Take all the parameters and put them in the associative string.

Solution:

1
2
3
4
5
6
7
8
9
10
11
12
13
<?php
$string = "http://myPage.php?id=25&cat=18&user=34";
$pars = explode("?",$string);
$pars = explode("&",$pars[1]);
$parsedPars=array();
for($i=0;$i<sizeof($pars);$i++)
    {
        $currentParam = explode("=",$pars[$i]);
        $parsedPars[$currentParam[0]] = $currentParam[1];
    }
print_r($parsedPars);
?>

Since the parameters are after the question mark in the given string, we call the explode function and put “?” as a separator. Now, we have a string with two elements. On the position marked with the index 1, there are the parameters that interest us. Parameters are separated from each other with the “&” sign and that’s why we perform an explode. After that, in the $pars variable I got a string with three elements. We go through the for loop and extract the keys and values. We also do this with the explode function, but this time we put the “=” sign as the separator. Finally, we just need to display results on the page:

1
print_r($parsedPars);

 

Exercise 3

The following url string is given:

$string = “http://myDomain/home/index.php?id=25&cat=18&user=34”;

Isolate only the domain with the folders and the page name (myDomain/home/index.php).

Solution:

1
2
3
4
5
6
<?php
$string = "http://myDomain/home/index.php?id=25&cat=18&user=34";
$pars = preg_replace("/http:\/\//","",$string);
$pars = preg_replace("/\?[a-zA-Z0-9=&]+/","",$pars);
print_r($pars);
?>

With this problem, another example of using the str_replace function is presented, but this time regular expressions are also used. In the first call of the function, the initial part of the string is removed, while in the second call, the final string is removed. At the end, the page shows the searched result.

Exercise 4

A function must be created that will accept a string and return the characters in reverse order (for example, the string “my string” becomes “uem lugnirts”).

Solution:

1
2
3
4
5
6
7
8
9
10
11
<?php
function str_reverse($str){
    $rez = "";
    for($i=strlen($str)-1; $i>=0; $i--){
        $rez.=$str[$i];
}
return $rez;
}
$text = "stringul meu";
echo str_reverse($text);
?>

The function that performs the task required in the text of the exercise will be called: str_reverse. Since the function must process the string passed to it, we will put a single argument: $str. When finished, the function will return the result as a string. We could assume that the variable that will represent the result of our function will initially be an empty string, and later, probably, it will be a more complex character string. Based on the above, we write the following code:

1
2
3
4
function str_reverse($str){
    $rez = "";
    return $rez;
}

PHP strings can be processed like strings. This means that PHP is able to count the characters in the string and obtain, based on the position, the corresponding character in the string. Such tags are called indexes and indexing in PHP starts from zero by default.

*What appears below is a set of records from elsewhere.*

PR #284, opened 2017-04-12
Export transit geojson to S3/Admin UI

CloudNiner:
## Overview

Exports new transit geojson to S3 and makes available in AnalysisJob detail view in admin UI

## Testing Instructions

 * Create and run a job all the way through to completion, analysis+tilemaker
 * View transit results in AnalysisJob detail view in admin UI


CloudNiner:
This is trivial, merging so it can be included in the initial attempt at a production deployment which I'm about to do.

PR #292, opened 2017-04-14
Include neighborhood object in job api results

### LINKED ISSUE #264: Update AnalysisJobSerializer with more info
Instead of returning neighborhood uuid and neighborhood_label in AnalysisJobSerializer, neighborhood should be a nested object which contains:
- [ ] uuid
- [ ] label
- [ ] state
- [ ] geom point

AnalysisJobSerializer should also provide the 'overall_score' metric saved in the overall_scores field

KlaasH:
## Overview

Switches the analysis-jobs endpoint from including UUID and label as properties on the job to including `neighborhood` as an object, with those details plus state and point geometry inside.

Since DRF doesn't have easy automatic behavior for saving inlined related objects, I borrowed an idea from MUB and made neighborhood on the AnalysisJob serializer into a field that expects UUID for create/save operations but includes the serialized object when serializing for presentation.

### Demo

Example result:
```
        {
            "uuid": "acc421de-2832-4252-87e0-5f1c828452bb",
            "createdAt": "2017-04-07T01:12:12.827062Z",
            "modifiedAt": "2017-04-07T04:09:36.021285Z",
            "running_time": 11461,
            "start_time": "2017-04-07T01:16:32.001600Z",
            "status": "COMPLETE",
            "neighborhood": {
                "uuid": "08f827a6-c21a-4e45-959e-42cc509bb6fc",
                "name": "gtown-westside",
                "label": "Germantown, PA",
                "state_abbrev": "PA",
                "organization": "813f56de-1800-4b50-8515-a073eb32970d",
                "geom_pt": {
                    "type": "Point",
                    "coordinates": [
                        -75.17746130993164,
                        40.02685249307617
                    ]
                }
            },
            "overall_score": 23.0,
            "batch_job_id": "0981846f-f061-4910-820b-ad896f4220db",
            "osm_extract_url": null,
            "census_block_count": 2700,
            "batch": null
        },
```

### Notes

I made a new serializer for the partial neighborhood included with the analysis job (`NeighborhoodSummarySerializer`).  It's extremely similar to `NeighborhoodGeoJsonSerializer`, except that it specifies all the fields as read-only and it's not a Geo serializer so the point just goes in with other attributes rather than in a Feature/geometry/properties structure.  I figured since this endpoint isn't returning GeoJSON, there's no making the inlined neighborhood GeoJSON-like, but I could be persuaded to toss out `NeighborhoodSummarySerializer` and just use `NeighborhoodGeoJsonSerializer` if that seems better.

## Testing Instructions

- The `analysis_jobs` endpoint should work and include neighborhood information in the results.
- Creating a job in the front-end or the API should work as before, with `neighborhood: <uuid>` creating the association to the neighborhood.
- The Analysis Job detail admin view should show the neighborhood label.

Resolves #264.

### DIFF
--- a/src/django/pfb_analysis/serializers.py
+++ b/src/django/pfb_analysis/serializers.py
@@ -1,3 +1,5 @@
+from collections import OrderedDict
+
 from rest_framework import serializers
 
 from pfb_analysis.models import AnalysisJob, Neighborhood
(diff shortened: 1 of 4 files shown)


src/django/pfb_analysis/views.py
```diff
@@ -70,6 +70,7 @@ def results(self, request, pk=None):
 class NeighborhoodMixin(APIView):
     """Shared properties of the neighborhood viewsets."""
 
+    queryset = Neighborhood.objects.all()
```
flibbertigibbet: Tried putting this property on the mixin when adding it initially, but it would error. Thought this simply wouldn't generalize because `ModelViewSet` and `ReadOnlyModelViewSet` separately inherit from `GenericAPIViewSet` and not from each other, but curiously, this does seem to work now.

src/django/pfb_analysis/serializers.py
```diff
@@ -1,38 +1,58 @@
...
 from rest_framework import serializers
 
 from pfb_analysis.models import AnalysisJob, Neighborhood
 from pfb_network_connectivity.serializers import PFBModelSerializer
 from rest_framework_gis.serializers import GeoFeatureModelSerializer
 
 
-class AnalysisJobSerializer(PFBModelSerializer):
+class PrimaryKeyReferenceRelatedField(serializers.PrimaryKeyRelatedField):
+    """ A custom relational field for read-only objects
```
KlaasH: I feel like docstring style diversity in the wild is somewhat high, and I had gotten muddled from seeing various patterns that differ slightly but are all obviously intentional.  I've now perused PEP 257 again and attempted to bring this file (not the project, just the file I happen to be modifying) into line with it.

src/django/pfb_analysis/views.py
KlaasH: I wonder if that was fallout from the ordering.  Or did you get the crash even with the mixin first?  Anyway yeah, this seems to be working.

PR #294, opened 2017-04-14
Overall scores in census blocks

spencerrecneps:
## Overview

Adds new field "overall_score" to neighborhood_census_blocks. This is the field we can use to generate tiles for viewing census block scores.


spencerrecneps:
Since this hasn't been merged yet I went ahead and pushed a few more commits to this branch related to breaking out the retail scoring into its own category.

PR #299, opened 2017-04-17
Load prototype styles and navbar

### LINKED ISSUE #291: Load prototype into AngularJS site

KlaasH:
## Overview

- Removes all the old styles and replaces them with the styles from the prototype.
- Does a rough first pass at modifying the navbar to show admin links on admin views and public links otherwise.
- Loads the html for the home view but doesn't implement any of the behavior.

### Demo

screen shot 2017-04-17 at 12 55 51-fullpage
_Looks a lot like the prototype. Surprise!_

### Notes

- Removing all the old styles broke the existing admin site.  It's still functional, including the filters, but it doesn't look good.

screen shot 2017-04-17 at 13 00 41

I tried briefly to fix it--i.e. find the specific styles from the old site that are missing and pull them in--but didn't succeed and figured it should go into another card rather than delaying this blocker.

- I've been having some staleness issues that I haven't managed to track down--e.g. switching to this branch from develop leaves me with not-fully-broken admin pages, but rebuilding and restarting the container clears them out.  Again, there's something to track down in the build setup but it seems like not a big enough issue to hold everything up.

## Testing Instructions

Rebuild and start the angular container and view the site.  Going to http://localhost:9301/ should now show the public site home page rather than forwarding you to login.
Going to http://localhost:9301/#/login/ and logging in should get you to the admin pages (sans styling) and admin header.

Resolves #291.


src/angularjs/src/app/components/navbar/navbar.directive.js
```diff
@@ -35,7 +31,11 @@
             templateUrl: 'app/components/navbar/navbar.html',
             controller: 'NavbarController',
             controllerAs: 'navbar',
-            bindToController: true
+            bindToController: true,
+            scope: {
+                admin: '@',
```
CloudNiner: Fine to start, but this is state you could theoretically acquire from an AuthService of some kind.

KlaasH: Yeah, there are nuances to be worked out in how the navbar behaves and what it shows when.  The parameter isn't intended so much as "is there an admin user logged in" as "is this an admin page".  So maybe the `$state` service rather than `AuthService` for that part.  Though showing a login link for users who aren't logged in and a link to the admin views for users who are might be a sensible thing to do, and would probably hang on `AuthService`.

KlaasH:
Noticed this is making the "Run Analysis" button disappear.  Trying to figure out why.

KlaasH:
Figured out where the "Run Analysis" button went--it was in an `ng-if` based on a property of the navbar controller, but the scopes had shifted and it was no longer available to the list view's template.  More details about that and what I did to fix it in the commit message for 61c3100.

@CloudNiner, could you take another look, since I just went and changed a bunch more stuff?

CloudNiner:
Sorry I missed your "updated" comment yesterday. This LGTM

PR #92, opened 2023-06-29
feat(validator): apply gas limit multiplier to guardian transactions

Pangssu:
# Description
guardians send transactions from multiple accounts at the same time, so need more than the estimated gas limit.


0xHansLee (approved):

chokobole (approved):
LGTM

Now we create the $text variable and call the function:

1
2
3
4
5
6
function str_reverse($str){
    $rez = "";
    return $rez;
}
$text = "stringul meu";
echo str_reverse($text);

The string processed by the function, in our case, is: “my string”. This means that if we want to iterate through this string using a for loop, we need to determine the number of characters in the string in order to iterate through each string. We can do this with the strlen() function. However, indexing starts at zero, which means that the highest index of our string is one less than the number of characters, since we count from 1 and indexing is from 0. Therefore, we set up the following loop, which will write the character corresponding to the iteration:

1
2
3
for($i=strlen($str)-1; $i>=0; $i--){
        $rez.=$str[$i];
    }

Finally, our exercise is complete and the function is ready to use.